The lockdown has most likely saved millions of lives, but the bold public health actions of the government should be matched by similar efforts to ensure that the pandemic does not generate a secondary hunger and poverty crisis. Nearly half a billion Indians earn daily wages and have no meaningful savings. The state governments of Kerala, Tamil Nadu and Uttar Pradesh have already announced a daily minimum allowance and monthly rations to help families avert a hunger crisis. Others are likely to follow.

On Thursday, India’s finance minister announced a support package of $20.6 billion, which includes direct cash payments, free cooking gas, and food grains and lentils for the poor. Indian government has massive amounts of excess food stocks that could be used quickly to expand the public distribution system.

To some extent, demonetization has helped by moving parts of the economy to digital payments that now reach about 40 percent of the population. The push to direct benefits to where each adult has a bank account could help transfer emergency funds into the pockets of the poor, who will desperately need them to tide over the next few weeks and months.

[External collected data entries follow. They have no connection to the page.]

PR #3893, opened 2018-08-12
introduce Heliarch scanning module

Nescio0:
The Heliarchs have a policing function in Coalition space, therefore it makes sense they would be able to scan ships. Rather than having separate cargo, outfit, and tactical scanners, a single system with equal scan powers would be more appropiate. It does not have nor need asteroid or atmospheric scan.


Nescio0:
Free outfit space:
  "Heliarch Interdictor": from 13 to 6
  "Heliarch Interdictor (Bombardment)": from 5 to 9
  "Heliarch Neutralizer": from 23 to 16
  "Heliarch Neutralizer (Missile)": from 61 to 54
  "Heliarch Neutralizer (Nimble)": from 14 to 7
  "Heliarch Neutralizer (Scrappy)": from 0 to 4
  "Heliarch Punisher": from 19 to 12
  "Heliarch Punisher (Interdicting)": from 14 to 7
  "Heliarch Punisher (Missile)": from 3 to 4
  "Heliarch Punisher (Scrappy)": from 0 to 0

Nescio0:
Free outfit space:
"Heliarch Interdictor": from 13 to 6
"Heliarch Interdictor (Bombardment)": from 5 to 9
"Heliarch Neutralizer": from 23 to 16
"Heliarch Neutralizer (Missile)": from 61 to 54
"Heliarch Neutralizer (Nimble)": from 14 to 7
"Heliarch Neutralizer (Scrappy)": from 0 to 4
"Heliarch Punisher": from 19 to 12
"Heliarch Punisher (Interdicting)": from 14 to 7
"Heliarch Punisher (Missile)": from 3 to 11
"Heliarch Punisher (Scrappy)": from 0 to 0

Pointedstick:
Obviously this isn't merge-ready without art, but +1 conceptually. I like the idea of alien scanners with different characteristics from human scanners.

Also, shouldn't some Heliarch fleets gain the `surveillance` personality so they'll actually use these fancy scanners?

data/coalition.txt
```diff
@@ -919,4 +920,4 @@ phrase "hostile heliarch"
 		"not die"
 		"not be extinct"
 	word
-		"!"
```
Pointedstick: Unrelated change.

Nescio0: That's weird, I didn't touch the last line; I have no idea why github makes it show up.

Nescio0:
> Obviously this isn't merge-ready without art

It works with the placeholder thumbnail and the only way to acquire it is by boarding Heliarch ships; besides, other outfits (e.g. Pug gridfire turret, tier 3 anti-missile) don't have unique thumbnails either; so I suppose this is ready to be merged and art can follow later. But if someone can create an appropiate image now and include it here, great!

> how about following the general theme and make them half as good but take up only three tons?

Done.

> Also, shouldn't some Heliarch fleets gain the surveillance personality so they'll actually use these fancy scanners?

No, that's unnecessary. Ships with scanners will automatically scan nearby ships, regardless of their personality (e.g. Navy, Oathkeeper); I don't know if `surveillance` actually does anything.

Nescio0:
> Obviously this isn't merge-ready without art

It works with the placeholder thumbnail and the only way to acquire it is by boarding Heliarch ships; besides, other outfits (e.g. Pug gridfire turret, tier 3 anti-missile) don't have unique thumbnails either; so I suppose this is ready to be merged and art can follow later. But if someone can create an appropiate image now and include it here, great!

> how about following the general theme and make them half as good but take up only three tons?

Done. Neutralizers now have three, Interdictors two, Punishers one.

> Also, shouldn't some Heliarch fleets gain the surveillance personality so they'll actually use these fancy scanners?

No, that's unnecessary. Ships with scanners will automatically scan nearby ships, regardless of their personality (e.g. Navy, Oathkeeper); I don't know if `surveillance` actually does anything.

Bladewood:
> No, that's unnecessary. Ships with scanners will automatically scan nearby ships, regardless of their personality (e.g. Navy, Oathkeeper); I don't know if `surveillance` actually does anything.

Pretty sure that's wrong. Surveillance personality calls DoSurveillance.
https://github.com/endless-sky/endless-sky/blob/eefe75fb7a527037260927399cab3f847de91182/source/AI.cpp#L648-L652

From [the wiki:](https://github.com/endless-sky/endless-sky/wiki/ShipPersonalities)
> `surveillance`: scans random ships and visits random planets in system.

Amazinite:
>Also, shouldn't some Heliarch fleets gain the surveillance personality so they'll actually use these fancy scanners?

>On the other hand, it does control whether AI ships are willing to refuel/repair you.

Heliarch ships are a player's only source of fuel when they first enter Coalition space, so Heliarch ships shouldn't have the surveillance personality.

Nescio0:
Changed it again:
* Neutralizer: 2 scanning modules, thus range at 707
* Interdictor: 3 scanning modules, thus range at 866
* Punisher: 4 scanning modules, thus range at 1000

Brick63:
To breathe some life back into this i am currently working on a a sprite that could work for this outfit @Nescio0

data/coalition outfits.txt
```diff
@@ -143,6 +143,21 @@ outfit "Cooling Module"
 	"cooling energy" 1.4
 	description "This cooling module consumes energy. To conserve power, it does not ramp up to full strength unless a ship is very close to overheating."
 
+outfit "Scanning Module"
+	category "Systems"
+	licenses
+		Heliarch
+	cost 215000
```
Amazinite: Given that this is a three-in-one scanner, I'd up this cost to about 400k instead of nearly being the same cost as the same power's worth in human scanners (which is roughly 160k; the about 400k cost takes into account the fact that this scanner is about 2.6 times more compact).

Brick63:
scanning module 2x

Presenting the possible sprite for this outfit

data/coalition outfits.txt
Nescio0: Actually I don't remember how I decided on its price three months ago. Looking at it again, a single scanning module (mass 3) is about as effective as three cargo scanners, one outfit scanner, and one tactical scanner (mass 3*1+2+4=9), which cost 3*8+24+144=192 thousand. On the other hand, it is not for sale, you can only acquire it by plundering Heliarch ships, so the cost does not really matter. Coalition outfits are typically cheap, though.
Anyway, I've now raised its cost above 0.4 M, hopefully that addresses your concern.

Nescio0:
Actually that proposed sprite looks quite large; the idea is that the scanner is so small that all Heliarch ships have installed multiple of them. And because it's a module I'd expect it to consist of small parts. Perhaps you could design something in a style more similar to e.g. the small shield module?

Amazinite:
Here's an image for some side-by-side referencing with existing outfits.
coalition-scanner

Amazinite:
@Nescio0 Are there any specific changes you would suggest to the scanner module as is? What exactly from the small shield module would you model the scanner after?

Zitchas:
Personally, I think the scanner looks good. It seems fairly similar in style. 

One thing I notice in doing comparisons, though, is that almost all the Heliarch stuff that is circular is actually octagonal or hexagonal, and have fairly rough edges. So adjusting the smooth metal circular part to be either rougher (like the edges of the shield generators) or octagonal (like the engines or generators) would be more than enough to have it blend in with the current style. 

I'm not convinced it actually needs those changes, but if people want it to be "more like other Heliarch outfits," one of those two changes would be what I'd suggest. After all, it is a scanner and not an engine or generator, so it makes sense that it would have different shapes than other things.

data/coalition.txt
tehhowch: The file in `master` has no newline at the end of the file. Nescio's version has one. Moving forward, those who use editors that support EditorConfig rules will ensure that the EOF newline is present.

Nescio0:
The colour scheme of the proposed sprite is fine, but in detail it doesn't feel right.
To me it looks like a radio tower, whereas this module is supposed to be small. Also, when looking at it again, the antenna resembles a cannon and the dish looks flat. 
The shield modules consists of a couple of emitters directly on top of a foot consisting of several blocks with openings, emphasizing its modular aspect.

> Are there any specific changes you would suggest to the scanner module as is?
Perhaps the following?
* add more blocks, colour, connections, openings to the scanner's foot
* cut out the middle to make the sprite less tall
* add more curvature to the dish (cf. solar collectors and other scanners)
* replace the thick central antenna beam (which blocks the signal) with e.g. three diagonal thin beams to support the receiver; perhaps have a look at e.g. https://en.wikipedia.org/wiki/Radio_telescope#Gallery_of_big_dishes for inspiration

Zitchas:
Well, there is small, as in short, and there is small, as in it has a small footprint in terms of space used. Just because it doesn't take up much hull space doesn't mean it is short or light. 

Putting scanner equipment (radar, IR cameras, etc.) on posts to get them farther away from the vehicle or structure they are mounted on is long standing practice for fairly clear and simple reasons: The better the field of view they have, the more useful they are, and the less interference they get from their host. This makes even more sense in space than it does on land, as even moving the device a meter farther out can have a massive impact on field of view, especially in regards to the opposite side of the ship. (It could never see directly on the opposite side of the ship, but the farther out it is the smaller that blind cone will be. For ES, I assume that all ships rotate in space enough to cover those blind spots, or simply aim their scanner at whatever they are interested in scanning. In short, I don't think height should be changed.

Amazinite:
Brick roughed up the dish per @Zitchas's comment, but he isn't on board with the other suggestions.

Pointedstick:
I think the sprite is fine. Maybe a *little* bit large, but that's about it.

data/coalition outfits.txt
```diff
@@ -143,6 +143,21 @@ outfit "Cooling Module"
 	"cooling energy" 1.4
 	description "This cooling module consumes energy. To conserve power, it does not ramp up to full strength unless a ship is very close to overheating."
 
+outfit "Scanning Module"
+	category "Systems"
+	licenses
+		Heliarch
+	cost 453600
+	thumbnail "outfit/unknown"
```
tehhowch: Needs art, the art assets (.xcf), and associated copyright file updates

Nescio0:
Unfortunately I don't have any corresponding art assets.

Amazinite:
@Nescio0 I've still been keeping my eye on this PR and asking around for people to create images. So far I think this is the best suggested scanner image from @Kryes-Omega. I've asked for a few slight changes, but what are your thoughts on it now?
image

Amazinite:
Here's the updated version after my feedback.
image

Pointedstick:
That's fantastic!

Nescio0:
Looks great!

Amazinite:
Here's two scaled versions, sized to be as big as the small shield module.
small scanner module 2x
small scanner module

Nescio0:
Copyright? `xcf` file?

Amazinite:
Like I said, they were made by @Kryes-Omega, so just find him in the copyright file and add this to his list.
He can post the assets later.

Nescio0:
That's the problem: Kryes-Omega is not in the copyright file yet, therefore I don't know how he wants to be attributed and under which licence he released the art.

Amazinite:
Sorry, hadn't realized he wasn't in there under his GitHub name. Here you go.
```
Files: images/outfit/scan?module*
Copyright: Zachary Siple
License: CC-BY-SA-4.0
Comment: Derived from works by Michael Zahniser (under the same license).
```

Nescio0:
Done now. Anything else?

copyright
```diff
@@ -264,7 +264,9 @@ Comment: Screenshots of environments created with assets purchased by Tymoteusz
  Kapuściński from the Unity Asset Store. Post-processing applied by Michael
  Zahniser to make the images look less artificial.
  
-Files: images/outfit/tactical?scanner*
+Files: 
+  images/outfit/scan?module*
+  images/outfit/tactical?scanner*
 Copyright: Zachary Siple
 License: CC-BY-SA-4.0
```
Amazinite: The scan module should be its own entry with the proper comment that I mentioned, as the scan module was derived from the small reactor module, while the tactical scanner was done from scratch.

Amazinite:
I'll wait for a high DPI PR to be up first, but I saw we let @Kryes-Omega open that along with a link to the assets.

data/coalition outfits.txt
```diff
@@ -143,6 +143,21 @@ outfit "Cooling Module"
...
+	cost 453600
+	thumbnail "outfit/scan module"
+	"mass" 3
+	"outfit space" -3
+	"outfit scan power" 25
+	"outfit scan speed" 1
+	"cargo scan power" 25
+	"cargo scan speed" 1
+	"tactical scan power" 25
+	description "This system allows the Heliarchs to scan nearby ships."
```
Amazinite: This description could definitely be better. How about something like `All Heliarch ships come standard with an array of scanning modules used to ensure that Coalition citizens are not transporting any illegal goods in their ships, such as weapons and ammunition.`

Nescio0: The description ought to be about the scanning module, not about Heliarch ships.

Amazinite: The tactical scanner's description: `"A tactical scanner allows your ship to determine the fuel, energy, heat, and crew complement of nearby targets. For centuries tactical scanners were only employed by the Navy, but recently Kraz Cybernetics has begun manufacturing them for use by militia ships."`

So talking about the ships that the scanner is on is alright, as long as the abilities of the scanner are also mentioned. And to expand my description to also hit on the tactical scan aspect: `All Heliarch ships come standard with an array of scanning modules used to ensure that Coalition citizens are not transporting any illegal goods in their ships, such as weapons and ammunition, as well as find out the status of the ship being targeted.`

Nescio0: Mentioning ships is fine, but the emphasis ought to be on the outfit. Compare *TC [function]. TC user, new TC manufacturer.* with: *Heliarch ships' default equipment, Heliarch reason, Heliarch targetting.*

Amazinite: Whatever. A better description can be made when it's available for purchase or simply in outfitters.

India’s health care system is about to be tested. The health workers, doctors, hospitals and public health professionals must prepare for the eventual onslaught of the contagion in late April or early May.

Medical personnel around the country have complained about the lack of protective gear, which should be urgently addressed. Both the public and the private sectors will have to join forces. The next four weeks are absolutely crucial for India, and the lives and livelihoods of 1.4 billion Indians depend on the work that lies ahead.

Ramanan Laxminarayan is an economist and an epidemiologist. He is director of the Center for Disease Dynamics, Economics & Policy in Washington and a senior research scholar at Princeton.